What the exercise asks
Every line below that holds "again" must be copied.

Data excerpts
################

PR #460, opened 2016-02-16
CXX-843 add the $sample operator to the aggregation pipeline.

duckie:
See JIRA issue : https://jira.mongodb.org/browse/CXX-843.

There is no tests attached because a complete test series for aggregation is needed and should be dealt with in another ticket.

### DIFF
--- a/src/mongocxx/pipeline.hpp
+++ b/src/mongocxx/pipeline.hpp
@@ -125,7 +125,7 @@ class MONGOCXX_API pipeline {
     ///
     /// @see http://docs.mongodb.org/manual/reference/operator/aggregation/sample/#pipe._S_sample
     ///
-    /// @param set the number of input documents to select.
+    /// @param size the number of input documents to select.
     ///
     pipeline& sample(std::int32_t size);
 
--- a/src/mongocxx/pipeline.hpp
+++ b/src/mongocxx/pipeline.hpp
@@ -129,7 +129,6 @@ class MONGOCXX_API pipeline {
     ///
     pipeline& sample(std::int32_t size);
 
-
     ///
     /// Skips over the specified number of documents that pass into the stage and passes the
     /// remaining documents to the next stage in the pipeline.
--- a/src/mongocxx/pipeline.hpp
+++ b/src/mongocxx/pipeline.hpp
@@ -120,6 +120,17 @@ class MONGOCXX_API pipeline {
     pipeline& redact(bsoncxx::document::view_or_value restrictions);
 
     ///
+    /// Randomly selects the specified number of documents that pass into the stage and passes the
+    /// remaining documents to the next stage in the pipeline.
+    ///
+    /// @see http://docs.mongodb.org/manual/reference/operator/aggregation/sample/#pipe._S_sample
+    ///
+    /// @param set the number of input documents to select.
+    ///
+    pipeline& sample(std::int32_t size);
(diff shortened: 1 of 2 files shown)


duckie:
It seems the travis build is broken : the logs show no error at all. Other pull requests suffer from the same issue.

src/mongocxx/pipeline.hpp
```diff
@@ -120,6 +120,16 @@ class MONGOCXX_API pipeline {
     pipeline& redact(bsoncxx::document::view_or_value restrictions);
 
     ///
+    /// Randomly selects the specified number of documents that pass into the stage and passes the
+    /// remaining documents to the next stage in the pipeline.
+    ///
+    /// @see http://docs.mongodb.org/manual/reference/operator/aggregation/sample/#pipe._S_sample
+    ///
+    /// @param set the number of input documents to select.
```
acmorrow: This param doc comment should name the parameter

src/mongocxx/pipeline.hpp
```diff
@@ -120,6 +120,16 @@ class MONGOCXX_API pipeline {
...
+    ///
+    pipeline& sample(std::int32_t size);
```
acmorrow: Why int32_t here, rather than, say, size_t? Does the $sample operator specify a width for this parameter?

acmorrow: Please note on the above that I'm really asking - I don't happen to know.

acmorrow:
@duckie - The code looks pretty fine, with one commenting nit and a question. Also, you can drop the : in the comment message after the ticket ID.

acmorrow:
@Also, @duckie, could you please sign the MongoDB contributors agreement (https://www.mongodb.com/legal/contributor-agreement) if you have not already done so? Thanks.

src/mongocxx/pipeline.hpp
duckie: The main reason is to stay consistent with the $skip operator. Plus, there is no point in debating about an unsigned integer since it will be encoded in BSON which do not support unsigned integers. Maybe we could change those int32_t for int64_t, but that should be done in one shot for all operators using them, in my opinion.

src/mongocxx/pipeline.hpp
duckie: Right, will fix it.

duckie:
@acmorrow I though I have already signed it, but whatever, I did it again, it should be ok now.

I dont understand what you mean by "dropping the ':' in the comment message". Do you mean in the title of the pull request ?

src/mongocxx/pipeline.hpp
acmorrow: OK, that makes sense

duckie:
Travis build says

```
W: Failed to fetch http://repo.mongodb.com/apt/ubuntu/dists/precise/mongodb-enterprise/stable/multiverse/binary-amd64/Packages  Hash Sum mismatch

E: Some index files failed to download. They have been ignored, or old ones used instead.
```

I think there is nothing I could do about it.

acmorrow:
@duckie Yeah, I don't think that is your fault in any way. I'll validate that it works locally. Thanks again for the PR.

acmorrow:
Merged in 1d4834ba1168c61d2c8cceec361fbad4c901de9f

################

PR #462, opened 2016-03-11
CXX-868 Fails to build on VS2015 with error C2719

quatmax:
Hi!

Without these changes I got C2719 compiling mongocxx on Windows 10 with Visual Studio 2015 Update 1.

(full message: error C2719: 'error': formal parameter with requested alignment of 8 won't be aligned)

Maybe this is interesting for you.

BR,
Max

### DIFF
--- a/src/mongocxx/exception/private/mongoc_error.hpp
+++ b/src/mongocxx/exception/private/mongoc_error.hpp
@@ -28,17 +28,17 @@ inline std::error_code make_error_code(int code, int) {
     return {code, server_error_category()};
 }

################

Expected answer
@acmorrow I though I have already signed it, but whatever, I did it again, it should be ok now.
@duckie Yeah, I don't think that is your fault in any way. I'll validate that it works locally. Thanks again for the PR.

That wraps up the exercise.